Has anyone tried it? I can't find it on tobaccoreviews.com.

Pipesandcigars describes it as:



> Mild/ Medium With a Virginia component similar to Bright CR, Brown Flake benefits from the addition of 12.5% Malawi Burley and 4% Malawi Dark Fired. The end result is a more medium-bodied smoke, not as sharp as the Bright CR, with a pleasant roundness to the flavors. There are no additional flavors added. After blending, the tobacco is pressed and allowed to mature and meld before being sliced. Even those who shy away from straight Virginia flakes should enjoy this flake.


This doesn't match what smokingpipes says about it, so what's up with this blend?


----------



## lestrout (Dec 10, 2007)

Stone - -this may have been known as Kendal Light too: Gawith, Hoggarth & Co. - Kendal's Light pipe tobacco reviews

FWIW, the TR description of Unscented Brown Flake is very close to your quote. I've puffed Kendal Gold (from P&C) a dozen times or so, and it looks and acts like a bright VA shag. I don't see any darker leaf in my sample, and I don't recall any of the earthy overtones that I get from the Malawis.

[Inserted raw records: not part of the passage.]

PR #19209, opened 2026-04-23
[codex] Emit usage-limit prompt analytics from TUI

jchu-oai:
## Summary

- emits a `shown` product analytics event when the member-facing credits-depleted or usage-limit-reached terminal prompt opens
- emits a `cta_clicked` product analytics event when the member selects `Yes`
- preserves the existing owner-nudge email flow; selecting `No` only dismisses the prompt

## Notes

This is stacked on top of the generic app-server/protocol/analytics plumbing PR. It is intentionally limited to the TUI producer layer: credits depleted asks whether to notify the workspace owner, and usage limit reached asks whether to request an increase from the owner.


jchu-oai:
@codex review

PR #15578, opened 2026-03-23
Add Windows sandbox unified exec runtime support

iceweasel-oai:
## Summary

This is the runtime/foundation half of the Windows sandbox unified-exec work.

- add Windows sandbox `unified_exec` session support in `windows-sandbox-rs` for both:
  - the legacy restricted-token backend
  - the elevated runner backend
- extend the PTY/process runtime so driver-backed sessions can support:
  - stdin streaming
  - stdout/stderr separation
  - exit propagation
  - PTY resize hooks
- add Windows sandbox runtime coverage in `codex-windows-sandbox` / `codex-utils-pty`

This PR does **not** enable Windows sandbox `UnifiedExec` for product callers yet because hooking this up to app-server comes in the next PR.

Windows sandbox advertising is intentionally kept aligned with `main`, so sandboxed Windows callers still fall back to `ShellCommand`.

This PR isolates the runtime/session layer so it can be reviewed independently from product-surface enablement.

PR #19211, opened 2026-04-23
Improve Windows process management edge cases

iceweasel-oai:
## Summary

Some improvements to Windows process-management issues from https://github.com/openai/codex/pull/15578

- bound the elevated runner pipe-connect handshake instead of waiting forever on blocking pipe connects
- terminate the spawned runner if that handshake fails, so timeout/error paths do not leave a stray `codex-command-runner.exe`
- loop on partial `WriteFile` results when forwarding stdin in the elevated runner, so input is not silently truncated
- fix the concrete HANDLE/SID cleanup paths in the runner setup code
- keep draining driver-backed stdout/stderr after exit until the backend closes, instead of dropping the tail after a fixed 200ms grace period
- reuse `LocalSid` for SID ownership and add more explanatory comments around the ownership/concurrency-sensitive code paths

## Why

The original PR fixed a lot of Windows session plumbing, but there were still a few sharp process-lifecycle edges:

- some elevated runner handshakes could block forever
- the new timeout path could still orphan the spawned runner process
- stdin forwarding still assumed a single `WriteFile` consumed the whole buffer
- a few raw HANDLE/SID error paths still leaked
- driver-backed output could still lose the last chunk of stdout/stderr on slower backends

## Validation

- `cargo fmt -p codex-windows-sandbox -p codex-utils-pty`
- `cargo test -p codex-utils-pty`
- `cargo test -p codex-windows-sandbox finish_driver_spawn`
- `cargo test -p codex-windows-sandbox runner_`

Ran a local test matrix of unified-exec and shell_tool tests, all passing

### DIFF
--- a/codex-rs/windows-sandbox-rs/src/elevated/runner_client.rs
+++ b/codex-rs/windows-sandbox-rs/src/elevated/runner_client.rs
@@ -12,6 +12,7 @@ use crate::runner_pipe::find_runner_exe;
 use crate::runner_pipe::pipe_pair;
 use crate::winutil::quote_windows_arg;
 use crate::winutil::to_wide;
+use anyhow::Context;
 use anyhow::Result;
 use std::ffi::c_void;
 use std::fs::File;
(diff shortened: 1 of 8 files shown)


iceweasel-oai:
@codex review

codex-rs/windows-sandbox-rs/src/elevated/runner_client.rs
```diff
@@ -136,28 +278,40 @@ pub(crate) fn spawn_runner_transport(
...
             CloseHandle(h_pipe_out);
         }
         return Err(err);
     }
 
+    unsafe {
+        if pi.hProcess != 0 {
+            // After the handshake succeeds we no longer need the runner process HANDLE. The
+            // pipes are now the lifetime anchor for the transport.
+            CloseHandle(pi.hProcess);
```
jif-oai, line 343: We still close the runner process handle before `send_spawn_request` / `read_spawn_ready`; if that later spawn_ready wait times out, the caller can no longer terminate the runner, so this can still leave a stray `codex-command-runner.exe`

jif-oai (approved):
The startup ownership boundary still feels split: `spawn_runner_transport` owns the runner process only through pipe connect, but `send_spawn_request` / `read_spawn_ready` are still part of startup and can fail or time out after the process handle is closed

codex-rs/windows-sandbox-rs/src/elevated/runner_client.rs
iceweasel-oai: addressed in https://github.com/openai/codex/pull/19211/changes/094c3069fbc592dc162f78844cf76d39d4c6b65f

If you like MacBaren Virginia No.1, this will be a less bitey, less sweet, shaggier counterpart.

hp
les


----------



## Stonedog (Mar 9, 2011)

Thanks Les, I finally figured out that some of P&C's GH descriptions were incorrect. I think that description is for Brown Flake Unscented. The part about Brown Flake benefits from... should have clued me in.


----------